Yes, we spend a lot on healthcare, but we also get a lot for our money:
-12 months 100% paid sick leave
-59 weeks parental leave at 80 % salary
-40 weeks training for parents of disabled children, with 100 % salary
-nearly all elderly get some sort of help; regular visits from a nurse, assisted living facilities, nursing home, etc
-maximum $300 co-pay for medicine/doctor visits/hospital stays/transport, and $250 co-pay for physical therapy (including therapy travels to warmer climates)
-free sign language interpretor services anytime, anywhere (have to pay for travel and hotel if we bring them abroad om holiday, but not if we are travelling for work/study)

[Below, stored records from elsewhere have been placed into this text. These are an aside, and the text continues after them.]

PR #10455, opened 2025-07-02
Add ability to disable sv_practice_by_default without server restart

KebsCS:
I have `sv_practice_by_default` enabled on my server for testing purposes. Sometimes, I need to disable it and have to remember to reload the server when testing team related features or spectating, since practice mode forces the spec char. 

This change adds an option to disable it without a server reload by calling `SetPractice` on all teams. Note that `sv_practice_by_default` only works with `sv_test_cmds`, which is restricted to the initial config and isn't enabled on offical DDNet servers, but is on test servers

## Checklist

### DIFF
--- a/src/game/server/gamecontext.cpp
+++ b/src/game/server/gamecontext.cpp
@@ -3702,6 +3702,39 @@ void CGameContext::ConchainSettingUpdate(IConsole::IResult *pResult, void *pUser
 	}
 }
 
+void CGameContext::ConchainPracticeByDefaultUpdate(IConsole::IResult *pResult, void *pUserData, IConsole::FCommandCallback pfnCallback, void *pCallbackUserData)
+{
+	const int OldValue = g_Config.m_SvPracticeByDefault;
+	pfnCallback(pResult, pCallbackUserData);
+
+	if(pResult->NumArguments() && g_Config.m_SvTestingCommands)
+	{
+		CGameContext *pSelf = (CGameContext *)pUserData;
+
+		if(pSelf->m_pController == nullptr)
+			return;
+
+		const int Enable = pResult->GetInteger(0);
+		if(Enable == OldValue)
+			return;
+
+		char aBuf[256];
+		str_format(aBuf, sizeof(aBuf), "Practice is %s by default.", Enable ? "enabled" : "disabled");
+		if(Enable)
+			str_append(aBuf, " Join a team and /unpractice to turn it off for your team.");
+
+		pSelf->SendChat(-1, TEAM_ALL, aBuf);
+
+		for(int Team = 0; Team < NUM_DDRACE_TEAMS; Team++)
+		{
+			if(Team == TEAM_FLOCK || pSelf->m_pController->Teams().Count(Team) == 0)
+			{
+				pSelf->m_pController->Teams().SetPractice(Team, Enable);
+			}
+		}
+	}
+}
+
 void CGameContext::OnConsoleInit()
 {
 	m_pServer = Kernel()->RequestInterface<IServer>();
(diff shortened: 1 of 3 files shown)


ChillerDragon:
Good idea. Imo all configs should have instant effect without reload or be readonly / throw a warning.

src/game/server/gamecontext.cpp
```diff
@@ -3714,6 +3742,8 @@ void CGameContext::OnConsoleInit()
 	Console()->Chain("sv_vote_spectate", ConchainSettingUpdate, this);
 	Console()->Chain("sv_spectator_slots", ConchainSettingUpdate, this);
 
+	Console()->Chain("sv_practice_by_default", ConchainPracticeByDefaultUpdate, this);
```
ChillerDragon: Imo this belongs into ``RegisterDDRaceCommands``

src/game/server/teams.cpp
```diff
@@ -1320,7 +1320,10 @@ void CGameTeams::SetPractice(int Team, bool Enabled)
 	if(Team < TEAM_FLOCK || Team >= TEAM_SUPER)
 		return;
 	if(g_Config.m_SvTeam != SV_TEAM_FORCED_SOLO && Team == TEAM_FLOCK)
-		return;
+	{
+		if(!g_Config.m_SvTestingCommands)
+			return;
+	}
```
heinrich5991, line 1327: This change seems unrelated. Please create a new commit for it.

src/game/server/gamecontext.cpp
```diff
@@ -3665,6 +3665,34 @@ void CGameContext::ConchainSettingUpdate(IConsole::IResult *pResult, void *pUser
...
+		char aBuf[256];
+		str_format(aBuf, sizeof(aBuf), "Practice is %s by default.", Enable ? "enabled" : "disabled");
+		if(Enable)
+			str_append(aBuf, " Join a team and /unpractice to turn it off for your team.", sizeof(aBuf));
+
+		pSelf->SendChat(-1, TEAM_ALL, aBuf);
+
+		for(int Team = 0; Team < NUM_DDRACE_TEAMS; Team++)
+		{
+			pSelf->m_pController->Teams().SetPractice(Team, Enable);
```
heinrich5991: This should probably only affect all empty teams, others might have already started.

heinrich5991 (commented):
Sounds like a good addition.

src/game/server/teams.cpp
KebsCS: This is related, to be able to set practice in team 0 `TEAM_FLOCK` as this is the only public setter

heinrich5991: Can you add an explanation for it in the commit message, please? It wasn't obvious to me.

src/game/server/gamecontext.cpp
```diff
@@ -3665,6 +3665,39 @@ void CGameContext::ConchainSettingUpdate(IConsole::IResult *pResult, void *pUser
...
+			return;
+
+		const int Enable = pResult->GetInteger(0);
+		if(Enable == OldValue)
+			return;
+
+		char aBuf[256];
+		str_format(aBuf, sizeof(aBuf), "Practice is %s by default.", Enable ? "enabled" : "disabled");
+		if(Enable)
+			str_append(aBuf, " Join a team and /unpractice to turn it off for your team.", sizeof(aBuf));
```
Robyt3: `str_append` also has a templated version, so you can remove the `sizeof`.

Robyt3 (changes requested):

Robyt3 (approved):

KebsCS:
Rebased

src/game/server/gamecontext.cpp
```diff
@@ -3702,6 +3702,39 @@ void CGameContext::ConchainSettingUpdate(IConsole::IResult *pResult, void *pUser
...
+	pfnCallback(pResult, pCallbackUserData);
+
+	if(pResult->NumArguments() && g_Config.m_SvTestingCommands)
+	{
+		CGameContext *pSelf = (CGameContext *)pUserData;
+
+		if(pSelf->m_pController == nullptr)
+			return;
+
+		const int Enable = pResult->GetInteger(0);
```
ChillerDragon, line 3717: If the value is out of bounds and gets clamped it might not reflect the real value. It can detect a change even if there was none. Could read the config variable directly instead of checking the arg. But I don't think it matters.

-decent care for disabled, including help in the home or weekend stays at care centers to give parents some time off
-if you care for someone that is disabled, you can get a monthly stipend ranging from $150/month, up to $2000 if it equals full time work.
-if your illness/disability causes you to have higher expenses than normal (more clothes washing, batteries for hearing aids, special food...), you'll get a monthly stipend.

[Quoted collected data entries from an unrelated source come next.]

PR #10459, opened 2025-07-02
Cleanup some vector resizing and lookups

KebsCS:
- Used `reserve` and `resize` on vectors where it made sense
- Replaced invalid string `find` to remove `\n` logic with `std::remove`
- Replaced few vector `find` with `contains`
- Replaced old string `rfind` with `starts_with`

## Checklist

### DIFF
--- a/src/engine/client/backend/opengl/backend_opengl.cpp
+++ b/src/engine/client/backend/opengl/backend_opengl.cpp
@@ -1839,14 +1839,11 @@ void CCommandProcessorFragment_OpenGL2::Cmd_RenderTex3D(const CCommandBuffer::SC
 void CCommandProcessorFragment_OpenGL2::Cmd_CreateBufferObject(const CCommandBuffer::SCommand_CreateBufferObject *pCommand)
 {
 	void *pUploadData = pCommand->m_pUploadData;
-	int Index = pCommand->m_BufferIndex;
+	const int Index = pCommand->m_BufferIndex;
 	// create necessary space
 	if((size_t)Index >= m_vBufferObjectIndices.size())
 	{
-		for(int i = m_vBufferObjectIndices.size(); i < Index + 1; ++i)
-		{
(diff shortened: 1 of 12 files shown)


src/engine/client/backend/opengl/backend_opengl.cpp
```diff
@@ -1839,14 +1839,11 @@ void CCommandProcessorFragment_OpenGL2::Cmd_RenderTex3D(const CCommandBuffer::SC
 void CCommandProcessorFragment_OpenGL2::Cmd_CreateBufferObject(const CCommandBuffer::SCommand_CreateBufferObject *pCommand)
 {
 	void *pUploadData = pCommand->m_pUploadData;
-	int Index = pCommand->m_BufferIndex;
+	const int Index = pCommand->m_BufferIndex;
 	// create necessary space
-	if((size_t)Index >= m_vBufferObjectIndices.size())
+	if(std::cmp_greater_equal(Index, m_vBufferObjectIndices.size()))
```
Robyt3: Do we want to use `std::cmp_greater_equal` etc.? We currently either use `size_t` as type for the index, or cast either value to the other type to avoid the comparison between types of different signedness.

Needs feedback from more maintainers.

Chairn: This looks way less readable. Why does that thing even exist ?

KebsCS: > This looks way less readable. Why does that thing even exist ?

To not use `(size_t)` or `static_cast<size_t>`and avoids undefined behavior when one value is larger than other value's max

Chairn: Using `(size_t)` sounds good enough, no ?

Robyt3: I don't really like the readability of `std::cmp_greater_equal` either.

Robyt3 (approved):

-if you need a wheel chair accessable house or car, you can get parts of the cost covered. Normally the additional cost compared to a "normal" house/car, or money that covers the building costs.

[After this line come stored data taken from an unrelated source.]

PR #9743, opened 2025-02-23
Fix wrong max team size

KebsCS:
Fixes bug introduced by #9712

Incorrectly displayed 128 teams when the max number of clients is 64. `LEGACY_MAX_CLIENTS` enum taken from the original 128 player pr

image

## Checklist

- [x] Tested the change ingame
- [ ] Provided screenshots if it is a visual change
- [ ] Tested in combination with possibly related configuration options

-transport costs are sometimes extremely high. Bringing people in from remote mountain areas with helicopter, or having a speed boat with medical personell at standby in an archipelago, can be a large part of the healthcare budget in some regions.
etc.

What we don't spend money on:
-Fancy rooms, or even single rooms, at hospitals.
-Good food at the hospitals or nursing homes.
-High salaries
-Enough people (I know the statistics say we have many nurses and doctors per person, but in real life they have very stressful work)
-Most elective surgeries
-Fast tracks (if someone else has a greater need, or your condition might get better if you wait it out, you get placed at the back of the line)

Comparisons between so different systems are difficult, but based on what you are discussing, it does sound like there is a savings potential in the US system.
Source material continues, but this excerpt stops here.